*Prompt*. Below are some records; write them all out again exactly.
--- Exercise inputs Enclosed Below ---
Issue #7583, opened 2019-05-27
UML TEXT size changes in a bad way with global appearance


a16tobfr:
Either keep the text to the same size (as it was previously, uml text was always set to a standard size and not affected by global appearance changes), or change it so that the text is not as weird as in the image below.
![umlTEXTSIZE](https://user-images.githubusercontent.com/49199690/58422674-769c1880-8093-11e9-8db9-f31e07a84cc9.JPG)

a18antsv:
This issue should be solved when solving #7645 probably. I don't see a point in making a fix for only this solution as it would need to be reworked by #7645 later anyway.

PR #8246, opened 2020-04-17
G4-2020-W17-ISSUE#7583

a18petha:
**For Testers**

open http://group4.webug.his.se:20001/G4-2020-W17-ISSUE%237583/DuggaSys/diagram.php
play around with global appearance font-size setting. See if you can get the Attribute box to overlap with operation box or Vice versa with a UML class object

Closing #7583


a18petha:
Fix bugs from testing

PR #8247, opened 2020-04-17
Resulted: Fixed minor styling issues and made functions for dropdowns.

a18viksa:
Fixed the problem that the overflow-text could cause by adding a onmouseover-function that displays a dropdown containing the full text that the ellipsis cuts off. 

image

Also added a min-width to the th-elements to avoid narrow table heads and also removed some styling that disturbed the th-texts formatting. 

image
--- End of Enclosed Exercise inputs ---
*Task result*.
Issue #7583, opened 2019-05-27
UML TEXT size changes in a bad way with global appearance


a16tobfr:
Either keep the text to the same size (as it was previously, uml text was always set to a standard size and not affected by global appearance changes), or change it so that the text is not as weird as in the image below.
![umlTEXTSIZE](https://user-images.githubusercontent.com/49199690/58422674-769c1880-8093-11e9-8db9-f31e07a84cc9.JPG)

a18antsv:
This issue should be solved when solving #7645 probably. I don't see a point in making a fix for only this solution as it would need to be reworked by #7645 later anyway.

PR #8246, opened 2020-04-17
G4-2020-W17-ISSUE#7583

a18petha:
**For Testers**

open http://group4.webug.his.se:20001/G4-2020-W17-ISSUE%237583/DuggaSys/diagram.php
play around with global appearance font-size setting. See if you can get the Attribute box to overlap with operation box or Vice versa with a UML class object

Closing #7583


a18petha:
Fix bugs from testing

PR #8247, opened 2020-04-17
Resulted: Fixed minor styling issues and made functions for dropdowns.

a18viksa:
Fixed the problem that the overflow-text could cause by adding a onmouseover-function that displays a dropdown containing the full text that the ellipsis cuts off. 

image

Also added a min-width to the th-elements to avoid narrow table heads and also removed some styling that disturbed the th-texts formatting. 

image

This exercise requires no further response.